A forty percent decrease in six years.
“What we built here in Connecticut is still a national model for how to do this work better,” Bates said.
She credits this progress to a unique outlook on policy.
“It’s really important to always keep trying to think differently, to turn things forty-five degrees, ninety degrees,” Bates said. She advises people to always ask if there’s a different way to do something. “When you [ask] that, you almost always unearth something [important].”
“We were able to actually decrease (in annual terms) homelessness in Connecticut by forty percent in six years, at the same time that many states were seeing increases.”
-Lisa Tepper Bates
Unearthing new strategies is vital in the national fight to end homelessness. The National Alliance to End Homelessness reports that roughly 553,742 people experience homelessness on a given night.

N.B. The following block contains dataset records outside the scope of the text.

PR #5306, opened 2022-06-28
Fix back navigation when coming from validity check (EXPOSUREAPP-13428)

SamuraiKek:
[Ticket](https://jira-ibs.wbs.net.sap/browse/EXPOSUREAPP-13428)

When checking the validity we are either coming from the person details screen or the certificate details screen. When we go back from the result screen of the validity check, we need to skip over the validity check screen and land where we started from, hence the double popBackStack(). I've tried multiple methods but simply calling this function twice seems to work best, althogh I know it's not ideal.

### DIFF
--- a/Corona-Warn-App/src/main/java/de/rki/coronawarnapp/covidcertificate/validation/ui/validationresult/failed/DccValidationFailedFragment.kt
+++ b/Corona-Warn-App/src/main/java/de/rki/coronawarnapp/covidcertificate/validation/ui/validationresult/failed/DccValidationFailedFragment.kt
@@ -2,6 +2,7 @@ package de.rki.coronawarnapp.covidcertificate.validation.ui.validationresult.fai
 
 import android.os.Bundle
 import android.view.View
+import androidx.activity.addCallback
 import androidx.fragment.app.Fragment
 import androidx.navigation.fragment.navArgs
 import de.rki.coronawarnapp.R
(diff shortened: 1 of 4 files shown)


schauersbergern (commented):
You could also implement your custom (back)navigation in each fragment. In my opinion it would be more straightforward.
You could implement it like e.g.:

```
findNavController().navigate(R.id.covid_certificates_graph, null, 
NavOptions.Builder().setPopUpTo(R.id.personOverviewFragment, true).build()
)
```
and change the action or destination id like you would need per fragment.
So you would also prevent to multiply the `popBackStackTwice()` function which basically does the same

SamuraiKek:
> You could also implement your custom (back)navigation in each fragment. In my opinion it would be more straightforward. You could implement it like e.g.:
> 
> ```
> findNavController().navigate(R.id.covid_certificates_graph, null, 
> NavOptions.Builder().setPopUpTo(R.id.personOverviewFragment, true).build()
> )
> ```
>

“If there’s one thing that you could make right in the life of a vulnerable person or a child in America, it is to help stabilize their housing.” Bates said. “It’s not that other services and types of support aren’t important, but for me…I realized, ‘wow, okay if I can only work in one place, this is a place where you can really make a difference in peoples’ lives.’”
This idea of making a difference in policy is part of the reason why Bates joined Emerge.
“It was a tremendous opportunity to get to know my fellow Emerge sisters who are…incredible people who have gone on to do really important work, whether they won or lost their election. So, I learned a lot from them,” Bates said. “I learned a lot from the incredible curriculum about the nuts and bolts of politics in America. And then I was lucky enough to work on this Governor’s campaign, so I had some great new tools and understanding of how to be effective that I was able to employ.”
Bates urges women who want to work in public policy, politics, or public service to speak their minds.
“I had a boss who said once, ‘Never be afraid of saying what you need to say. Be afraid of not saying it,’” Bates advised. “There’s always a risk that you’ll make a mistake when you say your piece — that’s true for everyone, and that’s ok. Mistakes are mistakes, but not saying what you know you should say at that moment, there’s no way to get that back. I think that’s particularly important for women.”
Emerge is so proud of all the incredible work Bates is doing, and the trail she is blazing for other women in Connecticut public policy.